▶ _PROVIDED RECORDS_:
....................

Issue #313, opened 2022-01-11
Excel fail to open the output created from openxlsx with slicer


radiance88:
**Describe the bug**
I created a simple excel file "Slicer_test.xlsx", with some random data, a pivot table and a slicer.
Nothing wrong when using R openxlsx. I simply use loadWorkbook to load it and then saveWorkbook to save it as another file.
Then when I open the new file it says 'We found a problem with some content in the file. Do you want us to try to recover".
If I click "Yes", it says "The workbook cannot be opened or repaired because it is corrupt"
**To Reproduce**

wb <- loadWorkbook("Slicer_test.xlsx")
saveWorkbook(wb,"Slicer_test_saved.xlsx")

**Expected behavior**
I expect Excel should be able to open the output file with no problem.

**Screenshots**
![image](https://user-images.githubusercontent.com/9069384/148888524-194e131c-2411-4dec-84cf-e466c48d644a.png)
![image](https://user-images.githubusercontent.com/9069384/148888725-1b7e64af-1d80-45a1-85bc-d098d760807a.png)

**Example files**
If applicable, add example files to help explain y
[Slicer_test.xlsx](https://github.com/ycphs/openxlsx/files/7844027/Slicer_test.xlsx)
our problem (`openxlsx` and/or `Excel` created files)

JanMarvin:
Thanks, confirmed. In the created file `xl/workbook.xml` contains multiple entries of `extLst`. That is not supposed to happen and Excel most likely does not like that. I guess I imported that because we were losing some extLst entries, now we have them duplicated. Oh boy

JanMarvin:
A fix for now:
```R
# import your Slicer_test.xlsx
wb <- openxlsx::loadWorkbook("~/gh_issue_313.xlsx")
# keep only the last extLst (the openxlsx created one in this case)
wb$workbook$extLst <- wb$workbook$extLst[2]
# works in ms365
openxlsx::saveWorkbook(wb, "test.xlsx", overwrite = TRUE)
```

JanMarvin:
For some reason `openxlsx` decided, that it wants some `extLst` (most likely due to the slicer found on a sheet), though we failed to check if there are extLst elements we could merge with or even overwrite. Appending seems like the worst idea in this case as it leads to broken files for Excel. If bitten by this: they work fine with LibreOffice.

Issue #370, opened 2022-07-19
Opening a wb object that was loaded from xlsx causes content problems


jzadra:
**Describe the bug**
If you create a wb from scratch and open it in excel, it works fine.  If you instead load a wb from an existin xlsx file and then try to open in in excel, it causes an excel alert regarding problematic conent.

**To Reproduce**
``` r
library(tidyverse)
library(openxlsx)

wb <- loadWorkbook(file = system.file("extdata", "loadExample.xlsx", package = "openxlsx"))

openXL(wb)
```
![image](https://user-images.githubusercontent.com/25590353/179849223-e6b014bc-cc15-495a-b82d-86bd52e365fa.png)
 
Clicking "yes" yields:

![image](https://user-images.githubusercontent.com/25590353/179849349-3dbc5d6d-d4d4-4f0a-b5d6-ded85cd44fea.png)

**Expected behavior**
The workbook should open, and should be identical to the original workbook.

─ Session info ────────────────────────────────────────────────────────────────────────────────────────
 setting  value
 version  R version 4.2.0 (2022-04-22)
 os       macOS Monterey 12.4
 system   x86_64, darwin17.0
 ui       RStudio
 language (EN)
 collate  en_US.UTF-8
 ctype    en_US.UTF-8
 tz       America/Denver
 date     2022-07-19
 rstudio  2022.02.3+492 Prairie Trillium (desktop)
 pandoc   2.17.1.1 @ /Applications/RStudio.app/Contents/MacOS/quarto/bin/ (via rmarkdown)

─ Packages ────────────────────────────────────────────────────────────────────────────────────────────
 ! package     * version date (UTC) lib source
   assertthat    0.2.1   2019-03-21 [2] CRAN (R 4.2.0)
   backports     1.4.1   2021-12-13 [2] CRAN (R 4.2.0)
   broom         0.8.0   2022-04-13 [2] CRAN (R 4.2.0)
   callr         3.7.0   2021-04-20 [2] CRAN (R 4.2.0)
   cellranger    1.1.0   2016-07-27 [2] CRAN (R 4.2.0)
   cli           3.3.0   2022-04-25 [2] CRAN (R 4.2.0)
   clipr         0.8.0   2022-02-22 [2] CRAN (R 4.2.0)
   colorspace    2.0-3   2022-02-21 [2] CRAN (R 4.2.0)
 P crayon        1.5.1   2022-03-26 [?] CRAN (R 4.2.0)
[...]

PR #371, opened 2022-07-20
remove reading extlst

JanMarvin:
this reverts https://github.com/ycphs/openxlsx/commit/312ea6c22c5f49da25c5bc4e9e82d085d2dd5f2c


JanMarvin:
might fix #313 #370

JanMarvin:
The issue is: with the reverted commit we read the correct extLst node. Though if the workbook contains a slider, we create a custom extLst node for the slider. Since we are unable to efficiently merge XMLs, we append two extLsts which a certain spreadsheet software is unable to recover from.

PR #373, opened 2022-07-26
Add auto row_heights feature

David-Rattray:
Hi @JanMarvin,

Here is the fork with the updates from @DavidBreuer 's code.

As I mentioned in the issue (#367 ) thread, I've encountered an error with 
`Error in write_worksheet_xml_2(prior = prior, post = post, sheet_data = ws$sheet_data, : Not compatible with STRSXP: [type=NULL].`

I think it stems from having non-null row heights in the workbook when I go to write, and the write function
`write_worksheet_xml_2 <- function(prior, post, sheet_data, row_heights_ = NULL, outline_levels_ = NULL, R_fileName = "output") {
    .Call(`_openxlsx_write_worksheet_xml_2`, prior, post, sheet_data, row_heights_, outline_levels_, R_fileName)
}`

However it is just a hunch

PR #375, opened 2022-07-30
Add auto row_heights feature

JanMarvin:
Fixed code by @DavidBreuer pushed by @David-Rattray in #373.


David-Rattray:
Hi @JanMarvin been busy/unwell for awhile, but aiming to get back on this.
As you mentioned in the closed pull request, I'll look to get feature tests and backward testing sorted out, and along the way maybe clean things up a smidgeon. I'm going to just read https://r-pkgs.org/testing-basics.html and hope that gets me far enough. Let me know if you have any recommendations for learning material.

JanMarvin:
Hi @David-Rattray , welcome back and I hope you're better now! I'd write a test that expects a certain row height. Though I do not know if it works as expected. Therefore visual testing is required in the first place.

Btw I closed your initial PR to quick. I can push to your PR, but you can't push to this one. Either we reopen your PR or you open a new one.

David-Rattray:
@JanMarvin Yeah so would the smartest thing for me be to make a new fork from the development branch to get the changes you implemented, then use that to add the feature tests and then create a new pull request when I'm finished? Or would there be a better branch to grab the code changes from?

Edit: Just looked again, probably should clone/fork from auto_resize?

David-Rattray:
@JanMarvin to save you replying I just cloned auto_resize branch and am working away. Feature tests on hold for the moment. Was looking at the code closer, it appears all the auto does is add the extra height parameter to the base height parameter. Going to look closer at what setColumnWidths does to auto adjust and see if I can implement something similar for row heights.

JanMarvin:
But wasn't that expected? I assumed that it calculates which row height is required and this value is adjusted in the workbook.

David-Rattray:
Yeah I jumped the gun a bit when I was reading the functions in wrappers.R didn't realize the autoHeights bit was under helper functions. Seemed like it was just adding a static extra height parameter not a calculated one and the test output has a slightly too short row height for the sample text.

PR #383, opened 2022-09-23
Preserve window size and position, also get and set

michael-dewar:
This PR will preserve the size and position of the window when you open the xlsx in Excel.  There are also functions to set and get directly.


JanMarvin:
Hi @michael-dewar , looking good. Just minor lintr issues and I'd like to see a test for this as well.

michael-dewar:
I fixed the linter issues for the code I changed.  I mostly avoided changing the other sections because I wasn't actually sure if  the & vs && change made a difference compared to what was intended.

I also added tests.

JanMarvin:
Thanks, the other changes should be in the `development` branch

PR #209, opened 2023-03-22
Fix compilation with libidn2 runtime on Windows

equeim:


neheb:
how is libidn2 added? vcpkg? I don't see this issue under MSYS2:

https://github.com/neheb/wrapdb/pull/4

rockdaboot:
> how is libidn2 added? vcpkg? I don't see this issue under MSYS2:
> 
> [neheb/wrapdb#4](https://github.com/neheb/wrapdb/pull/4)

We possibly need something slightly amended, like the first answer in https://stackoverflow.com/questions/3694723/error-c3861-strcasecmp-identifier-not-found-in-visual-studio-2008

rockdaboot:
Thanks for your contribution.
It made me take another look at the use of strcasecmp. And it was just used to check if a string is not `utf-8`. I just pushed a hand-rolled version of this test to increase portability.

PR #210, opened 2023-07-12
meson: Do not use full_path for file objects

nirbheek:
The full path will be inserted automatically here.

### DIFF
--- a/tests/meson.build
+++ b/tests/meson.build
@@ -13,8 +13,8 @@ tests_cargs = [
   '-DSRCDIR="@0@"'.format(meson.current_source_dir()),
   '-DPSL_FILE="@0@"'.format(psl_file),
   '-DPSL_TESTFILE="@0@"'.format(psl_test_file),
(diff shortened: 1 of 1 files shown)


eli-schwartz:
> The full path will be inserted automatically here.

Unfortunately, this is false. It would work *if* the custom_target was added as its own array element to a `command:` kwarg. The generated compiler macro is:
```
'-DPSL_DAFSA="<CustomTarget 59830eb@@psl.dafsa@cus: ['"'"'/usr/bin/python3.10'"'"', <File: src/psl-make-dafsa (not built)>, '"'"'--output-format=binary'"'"', '"'"'@INPUT@'"'"', '"'"'@OUTPUT@'"'"']>"'
```

https://github.com/mesonbuild/meson/pull/11834 would make this into a warning:

```
NOTICE: Future-deprecated features used:
 * 1.2.0: {'str.format: Value other than strings, integers, bools, options, dictionaries and lists thereof.'}
```

eli-schwartz:
Yup, that looks a lot safer and should probably work.

Issue #216, opened 2023-10-18
Doesn't build with clang-cl: undeclared library function `alloca`


hrxi:
```
../subprojects/libpsl-0.21.2/tests/test-is-public-all.c(121,19): error: call to undeclared library function 'alloca' with type 'void *(unsigned long long)'; ISO C99 and later do not support implicit function declarations [-Wimplicit-function-declaration]
                char *xdomain = alloca(len + 3);
                                ^
../subprojects/libpsl-0.21.2/tests/test-is-public-all.c(121,19): note: include the header <stdlib.h> or explicitly provide a declaration for 'alloca'
```

Seen in the PR https://github.com/mesonbuild/wrapdb/pull/1260.

neheb:
According to ChatGPT, malloc.h must be included for alloca under Windows. Why is this using alloca anyway and not VLAs?

hrxi:
According to the error message by clang-cl (see initial post), it's `#include <stdlib.h>`.

rockdaboot:
> According to ChatGPT, malloc.h must be included for alloca under Windows. Why is this using alloca anyway and not VLAs?

One reason is that MSVC doesn't support VLAs at all.

rockdaboot:
`tests/test-is-public-all.c` is possibly not the only file to fix.

I won't have much time in the next days, so feel free to create a PR with something like
```
diff --git a/tests/test-is-public-all.c b/tests/test-is-public-all.c
index baee899..26b3c8a 100644
--- a/tests/test-is-public-all.c
+++ b/tests/test-is-public-all.c
@@ -38,6 +38,8 @@
 #include <ctype.h>
 #ifdef HAVE_ALLOCA_H
 #      include <alloca.h>
+#elif defined _WIN32
+#      include <malloc.h>
 #endif
 
 #include <libpsl.h>
```
Wherever it needs to be.

Reference: https://learn.microsoft.com/en-us/cpp/c-runtime-library/reference/alloca?view=msvc-170

PR #217, opened 2023-11-02
fix compilation with clang-cl

neheb:
clang-cl errors on implicit functions. Needs the proper header included.

Fixes https://github.com/rockdaboot/libpsl/issues/216


rockdaboot (approved):
:+1:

....................

▶ _REQUIREMENT_: The expected output is the exact run of lines from the start of the entries through the line with "If applicable, add", inclusive.

▶ _RESPONSE AREA_:
Issue #313, opened 2022-01-11
Excel fail to open the output created from openxlsx with slicer


radiance88:
**Describe the bug**
I created a simple excel file "Slicer_test.xlsx", with some random data, a pivot table and a slicer.
Nothing wrong when using R openxlsx. I simply use loadWorkbook to load it and then saveWorkbook to save it as another file.
Then when I open the new file it says 'We found a problem with some content in the file. Do you want us to try to recover".
If I click "Yes", it says "The workbook cannot be opened or repaired because it is corrupt"
**To Reproduce**

wb <- loadWorkbook("Slicer_test.xlsx")
saveWorkbook(wb,"Slicer_test_saved.xlsx")

**Expected behavior**
I expect Excel should be able to open the output file with no problem.

**Screenshots**
![image](https://user-images.githubusercontent.com/9069384/148888524-194e131c-2411-4dec-84cf-e466c48d644a.png)
![image](https://user-images.githubusercontent.com/9069384/148888725-1b7e64af-1d80-45a1-85bc-d098d760807a.png)

**Example files**
If applicable, add example files to help explain y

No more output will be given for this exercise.